Durante a adolescência namorei um cara que queria me chamar de neguinha, mas eu disse “não sou tuas negas” e pedi para evitar esse carinho. Até que, com 18 anos, após sair de uma depressão braba, cortei os cabelos alisados e assumi os cachos. Um mês depois. Enquanto eu andava perdida por Blumenau. Um senhor passou por mim e disse com todo o nojo possível “neguinhaaa”. Eu procurei ao meu redor, mas era só eu e ele na rua, eu olhei para mim e fiz a mesma pergunta da música cantada pela Vanessa da Mata: “eu sou neguinha?”.

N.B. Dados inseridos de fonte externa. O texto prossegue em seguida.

PR #2277, opened 2018-06-14
Swift 4 support

vytis:
## What's new in this PR?

Converted all code to use Swift4. However there might be some UI glitches still there because Classy relies on Swift code visible to Objective-C which now has to be explicitly annotated. If Classy cannot see the property it is simply not styled. Snapshot tests definitely helped to catch some of these issues, but I guess there should be plenty left...

## Dependencies

Needs releases with:

- [x] https://github.com/wireapp/wire-ios-share-engine/pull/56
- [x] https://github.com/wireapp/wire-ios-sync-engine/pull/770
- [x] https://github.com/wireapp/wire-ios-request-strategy/pull/53
- [x] https://github.com/wireapp/wire-ios-canvas/pull/9


Wire-iOS Tests/AccountViewTests.swift
```diff
@@ -27,7 +27,7 @@ class AccountViewTests: ZMSnapshotTestCase {
     }
     
     func testThatItShowsBasicAccount_Personal() {
-        // GIVEN
+        // GIVENO
```
typfel: Typo

Wire-iOS Tests/MarkdownTextViewTests.swift
```diff
@@ -98,70 +98,70 @@ final class MarkdownTextViewTests: XCTestCase {
...
-    func attrs(for markdown: Markdown) -> [String: Any] {
+    func attrs(for markdown: Markdown) -> [NSAttributedStringKey: Any] {
         switch markdown {
         case .none, .oList, .uList:
             return [
-                MarkdownIDAttributeName: markdown,
-                NSFontAttributeName: style.baseFont,
-                NSForegroundColorAttributeName: style.baseFontColor,
-                NSParagraphStyleAttributeName: style.baseParagraphStyle
+                .markdownID: markdown,
```
typfel: 🌟

WireExtensionComponents/Utilities/FontScheme.swift
```diff
@@ -45,30 +45,30 @@ public enum FontWeight: String {
 @available(iOSApplicationExtension 8.2, *)
 extension FontWeight {
     static let weightMapping: [FontWeight: CGFloat] = [
```
typfel: Can't the type be `[FontWeight : UIFont.Weight]` now? Would get rid of the `.rawValue`.

PR #2278, opened 2018-06-14
Dev build: allow arbitrary ephemeral timer value

mikeger:
## What's new in this PR?

This would allow QA to test the clients behavior with the defined destruction time interval.


typfel:
✅

PR #2285, opened 2018-06-18
Adjust SavableImage to work with animated GIFs

daehn:
## What's new in this PR?

* Adjust SavableImage to work with animated GIFs.


daehn:
I am also looking into using the mime type of the image to always store it on disk in the correct format, which would make this work with all kinds of image formats.

PR #2288, opened 2018-06-19
Extract call overlay to use its own window to support chatheads above it

daehn:
## What's new in this PR?

* Extract call overlay to use its own window to support chatheads above it.
* Clean up window creation code.


daehn:
@typfel had to fix one small issue where the notifications where not shown when the call overlay was above the conversation list.

PR #2290, opened 2018-06-19
ZIOS-10130: Support new timeout values in ephemeral keyboard picker

alexaubry:
### Issues

We support the new list of ephemeral timeout for messages in the ephemeral picker.

### Solutions

- Bump `WireSyncEngine`


typfel:
@alexaubry flaky test

PR #2310, opened 2018-06-25
Fix: Create a new day formatter for customized hour and minute style

billypchan:
## What's new in this PR?

Create a customized Day formatter to produce a formatted string like "27 days 23:43 left".


Wire-iOS/Sources/UserInterface/Conversation/Content/Cells/Utility/EphemeralTimeoutFormatter.swift
```diff
@@ -19,6 +19,49 @@
...
+            return formatter
+        }()
+
+
+        /// return a string with day in full style and hour/minute in positional style e.g. 27 days 23:43 left
+        ///
+        /// - Parameter timeInterval: timeInterval to convert
+        /// - Returns: formatted string
+        open func string(from timeInterval: TimeInterval) -> String? {
+            let day = floor(timeInterval / 86400)
```
vytis: Converting from seconds to days is generally a bad idea, because not all days are created equal (e.g. when daylight saving kicks in). There are plenty more subtle issues on the same topic outlined in the list - https://infiniteundo.com/post/25326999628/falsehoods-programmers-believe-about-time

In this particular case maybe it's not too bad as we are just formatting the time interval, maybe there is a way to keep this API private and use only in context of ephemeral timeouts?

Wire-iOS/Sources/UserInterface/Conversation/Content/Cells/Utility/EphemeralTimeoutFormatter.swift
```diff
@@ -19,6 +19,49 @@
...
+            let timeWithoutDay = timeInterval - day * 86400
+
+            if let dayString = dayFormatter.string(from: timeInterval), let hourString = hourFormatter.string(from: timeWithoutDay) {
+
+                if hourString != "0" {
+                    return dayString + " " + hourString
```
vytis: Maybe it's better to use one formatter for cases where it's days + hours + mins and another where it's hours + mins?

Wire-iOS/Sources/UserInterface/Conversation/Content/Cells/Utility/EphemeralTimeoutFormatter.swift
```diff
@@ -19,6 +19,49 @@
...
+            formatter.zeroFormattingBehavior = .pad
+            return formatter
+        }()
+
+
+        /// return a string with day in full style and hour/minute in positional style e.g. 27 days 23:43 left
+        ///
+        /// - Parameter timeInterval: timeInterval to convert
+        /// - Returns: formatted string
+        open func string(from timeInterval: TimeInterval) -> String? {
```
vytis: In some cases it breaks down, such as `string(from: 86501) = "1 day 1"`. It really needs some tests just to see what is the expected output of this function.

billypchan: @vytis  I changed the formatter.zeroFormattingBehavior form .dropAll to .pad to fix this.

Wire-iOS/Sources/UserInterface/Conversation/Content/Cells/Utility/EphemeralTimeoutFormatter.swift
billypchan: The new DayFormatter class is specific for timeInterval >= 1 day only, for other cases would use hourFormatter/minuteFormatter/secondsFormatter.

billypchan:
@vytis I removed the hard-code time definition in the code and will clean up the similar case in the data model.

vytis:
We are a bit on minute-saving on CircleCI, let's try to add "[skip ci]" to misc formatting and other commits that do not make any difference in tests...

PR #2315, opened 2018-06-25
Fix/zios 10200 fix disabled time option button title color

billypchan:
### Issues

The color of disabled ephemeralIndicatorButton does not match the background image's tinted gray.

### Causes

Classy file color definition overrides the color setting in the code. The color is set as Graphite instead of light Graphite

### Solutions

Set the correct color and remove Classy color value.


mikeger:
@billypchan please make sure not to trigger the builds for the intermediate commits to save the CI work time.

PR #2317, opened 2018-06-26
Fix NSRangeException for DayFormatter

billypchan:
### Issues

App crashes when DayFormatter going to process the case its hourFormatter does not output the string with prefix like "xd xx:xx".

### Causes

I should consider other languages's case, e.g. in Chinese it outputs "x天 xx:xx".

### Solutions

Improve the regex for matching the day component. Add fail-save logic for regex not match case.


mikeger:
@billypchan can you explain a little bit about why the regular expression matching is necessary here?

billypchan:
This PR is a follow-up of https://github.com/wireapp/wire-ios/pull/2310.

The target is create a formatted time string for the remaining time display e.g. "11 months, 30 days 23:59 left"

Since the iOS DateFormatter doesn't allow created our own formatter string, the solution is create two DateComponentsFormatters for different styles in the year/month/day and hour/minute parts. The DateComponentsFormatter for hour/minute part's allowUnits have to include .day unit otherwise the hour part would have a value > 23. 

The Regex is for removing the day component of the sting generated by hourFormatter, then combine with the output of dayFormatter and we have the sting we want.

Eu era um enigma, uma interrogação. Fiquei sem reação e com vergonha por talvez ser neguinha. E cada piada na rua, sobre meu cabelo, parecia bobagem, mas não era não. Eu não decifrava, eu não conseguia, mas aquilo ia, e eu ia, e eu ia, e eu ia, e eu ia. Eu me perguntava e resistia. Até que meu primeiro professor negão, logo que me viu exclamou que eu era a Angela Davis brasileira. Procurei no Google quem era essa tal de Angela Davis, porque nas aulas de História ninguém tinha me contado quem era, e então fiquei me perguntando: eu sou neguinha? Eu sou neguinha? Sou neguinha. Eu sou neguinha? Sou neguinha.

Enfim descobri que estava em Madureira, estava na Bahia, no Beaubourg, no Bronx, no Brás. E eu, e eu, e eu, e eu, eu sou só 5% dos jornalistas negros do Brasil, segundo levantamento realizado pela Federação Nacional dos Jornalistas (Fenaj) em 2012. Eu sou o percentual de negros entre os jornalistas que são inferiores à metade da presença de pretos e pardos no país. Eu sou a mulher negra invisibilizada na mídia brasileira e que só aparece no Carnaval. Eu sou a minha voz, mas eu também quero saber quais são as negas que tanto esconderem de mim e que eu também sou. Quais são as mulheres que invadem, machucam, maltratam e fundem a cuca? Que nega é essa? Eu sou neguinha.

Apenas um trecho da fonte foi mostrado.